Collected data
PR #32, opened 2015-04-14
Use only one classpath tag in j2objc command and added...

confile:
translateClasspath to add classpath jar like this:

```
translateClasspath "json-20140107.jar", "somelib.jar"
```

> **Requirement**:
Show all lines above that contain "translateClasspath".

> **Finished exercise**:
translateClasspath to add classpath jar like this:
translateClasspath "json-20140107.jar", "somelib.jar"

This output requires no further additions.